In the present study, quantitative RT-PCR revealed the presence of S100A4 mRNA in non-tumor mucosal samples from young patients. The non-metastatic LNs expressed S100A4 mRNA at low levels. The levels of S100A4 mRNA in the GC tissues and metastatic LNs were significantly higher compared with those in the matched normal gastric mucosa and non-metastatic LNs, respectively. Similarly, S100A4 expression was also detected using IHC. IHC showed that the S100A4 protein was associated with GC cells and other non-parenchymal cell types including lymphocytes. The proportion of specimens with epithelial cells stained for S100A4 increased between the GC tissues and metastatic LNs. However, no significant difference was observed. By contrast, the proportion of lymphocytes stained for S100A4 remained at a consistently high level in the normal gastric tissues, GC tissues and metastatic LNs. Significant differences in the expression levels of the S100A4 protein were observed among the TNM stages of GC, as well as between metastatic GC and non-metastatic GC. The results of the present study are consistent with the results of previous studies (1214), in which S100A4 expression detected via IHC was increased in malignant relative to non-malignant GC specimens. Moreover, the deeper and more invasive regions of the specimens in these studies were enhanced in immunohistochemically detectable S100A4. This suggests that high levels of S100A4 protein are associated with the invading regions of the tumors. S100A4 overexpression was more frequently observed in the metastatic LNs than in the primary GC tissues from young patients. However, no significant difference was observed.

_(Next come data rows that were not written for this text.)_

Issue #3906, opened 2017-03-12
Fail to install and py.test on docker environment.


corona10:
When I try to install by `python setup.py install`, it is failed with this message.
`UnicodeEncodeError: 'ascii' codec can't encode character '\xfc' in position 15224: ordinal not in range(128)`
Also, the same happening when I try to run unit test on local.
It needs to be fixed.

jayvdb:
Which docker image are you using?

corona10:
@jayvdb I am using ubuntu by `docker pull ubuntu:latest`.

Makman2:
Confirmed :+1:

Launch docker: `docker run -it ubuntu:latest bash`
Inside docker:
```
root@8fcd31b218fc:/# apt-get update
root@8fcd31b218fc:/# apt-get install -y git python3 python3-pip
root@8fcd31b218fc:/# git clone https://github.com/coala/coala
root@8fcd31b218fc:/# cd coala/
root@8fcd31b218fc:/coala# pip3 install -r requirements -r test-requirements.txt
root@8fcd31b218fc:/coala# python3 setup.py install
```

Makman2:
That even happens on latest `fedora` image...

corona10:
@Makman2 
I wrote little description why this happening on https://github.com/coala/coala/pull/3908.
It looks like that coala expected utf-8 setting locale on [this side](https://github.com/coala/coala/blob/master/setup.py#L18).
But unfortunately, They do not raise (ValueError, UnicodeError) but just return
`(None, None)`. 
This is why this issue is happening. Also, for the unit tests, there are some codes which are reading `utf-8` files. so it should be set locale before running unit tests.

PR #3908, opened 2017-03-12
setup.py, tests/__init__.py: Catch (None, None) locale

corona10:
Sometimes docker images have locale problem.
I found that `locale.getlocale()` can
return (None, None).
So I fixed that when it return (None, None) then setlocale for it.
* setup.py: Catch (None, None) locale
* tests/__init__.py: Catch (None, None) locale

Fixes https://github.com/coala/coala/issues/3906

up your stuff for merge!

### Checklist

      them.
      pass on every single commit!

instead.

  of the review queue.

review your PRs faster!

### DIFF
--- a/setup.py
+++ b/setup.py
@@ -15,7 +15,10 @@ from coalib import VERSION, assert_supported_version, get_version
 from coalib.misc.BuildManPage import BuildManPage
 
 try:
-    locale.getlocale()
+    lc = locale.getlocale()
+    pf = platform.system()
+    if pf != 'Windows' and lc == (None, None):
+        locale.setlocale(locale.LC_ALL, 'C.UTF-8')
 except (ValueError, UnicodeError):
     locale.setlocale(locale.LC_ALL, 'en_US.UTF-8')
 
--- a/tests/__init__.py
+++ b/tests/__init__.py
@@ -1,0 +1,11 @@
+import locale
+import platform
+
+
+try:
+    lc = locale.getlocale()
+    ps = platform.system()
+    if ps != 'Windows' and lc == (None, None):
+        locale.setlocale(locale.LC_ALL, 'C.UTF-8')
+except (ValueError, UnicodeError):
+    locale.setlocale(locale.LC_ALL, 'en_US.UTF-8')


setup.py
```diff
@@ -15,7 +15,10 @@
 from coalib.misc.BuildManPage import BuildManPage
 
 try:
-    locale.getlocale()
+    lc = locale.getlocale()
+    pf = platform.system()
+    if pf != 'Windows' and lc == (None, None):
```
Makman2: why checking explicitly for windows?

tests/__init__.py
```diff
@@ -0,0 +1,10 @@
+import locale
+import platform
+
```
Makman2: add a newline ;)

Makman2:
I would maybe split up your commit into two parts, one changing that for installation, one for the tests

\+

Commit message suggestion (when split up):
- `setup.py: Catch (None, None) locale`
- `tests/__init__.py: Catch (None, None) locale`

setup.py
corona10: @Markman2 
I tested on both Linux platform and osx platform.
They worked fine.
but on windows, it looks like has different locale settings.
But I don't have windows machine.

supergr35:
Have you tested if this issue occurs on windows?

corona10:
@supergr35 
I do not test on Windows.
First of all, I don't have Windows machine. 
Second, But it looks like they also return `(None, None)` on windows.
Because when I removed checking platform codes, it was failed on `appveyor/pr` with this message.
```
tests\__init__.py:6: in <module>
    locale.setlocale(locale.LC_ALL, 'C.UTF-8')
C:\Python34\lib\locale.py:592: in setlocale
    return _setlocale(category, locale)
E   locale.Error: unsupported locale setting
```

So I guessed locale problem is not affected on Windows but affected on Linux/Unix OS.

setup.py
Makman2: yeah but you have no reason to exclude it. Windows might too produce `(None, None)` and then the error slips through again :+1:

Makman2: Nvm just read your post in the PR...

Makman2:
ugh that's weird. As we don't have tests for setup.py I believe, I would test that myself too (or someone else).

--> **Please don't merge until we have tested this properly! Either manually or even better by unit tests!**

corona10:
@Makman2 That's not setup.py. It is tests/__init__.py. Python will execute __init__.py before running test script.

corona10:
@markman2 
Also, this issue is relevant with when we execute `py.test`. 
Because unit test files read `*.rst` file by utf-8 decode.
I also wrote at https://github.com/coala/coala/issues/3906.
as like this. `Also, the same happening when I try to run unit test on local.`

corona10:
@Makman2 And I tested this codes on docker environment and it was succeeded. 
Is there any way to add unit test codes for this environment-sensitive issue?

Makman2:
Yep, we have to add a test file inside `tests/` and reconstruct the conditions for the environment to return `(None, None)` as locale. Then running `setup.py` while installing into a temporary folder. Also we would need to test test-execution itself somehow (without running all tests again)... not that easy, but possible

supergr35:
ping @corona10 , I realize that this is going to take a while, but just checking if you're still working on this.

supergr35:
@Makman2 wouldn't testing test-execution be more of a different issue?

corona10:
@supergr35 Yeah, I looking into this issue. I definitely agree with @Makman2 's opinion. I currently pause for working on this issue for mid-exam. If you can, cherry-pick and proceed it.

Makman2:
@supergr35 thing is we modify the test execution code with something that might break. Although it really is a bit hard, let's try. If it's too hard, I would ack stuff without this "test-for-tests", as the same code for `setup.py` needs definitely tests.

supergr35:
I'm not sure if I've got enough knowledge to accomplish something like that, so I probably shouldn't be the one to cherry pick.

jayvdb:
ack 302bd96 f7da89b

jayvdb:
I think tests-for-tests is not worth the effort here.
Once it is merged, it gets a lot of testing.
If it breaks, we learn something and maybe revert.

jayvdb:
reack a0c9666 d8de173

jayvdb:
@rultor merge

Previous studies reported that S100A4 overexpression is closely correlated with several factors for GC aggressiveness, such as LN metastasis, distant metastasis and TNM stage (1214). In the present study, similar results were observed in the young GC patients. These data further support a significant correlation between S100A4 overexpression and GC progression, indicating the putative role of S100A4 in tumor cell aggressiveness.

In conclusion, S100A4 overexpression is an independent predictor of adverse prognosis in young GC patients. Thus, it may be used as a biomarker in future clinical studies.


This work was supported by the China National Natural Science Fund Committee (Grant No. 30971421) and Tianjin Natural Science Fund Committee (Grant No. 10JCYBJC10200).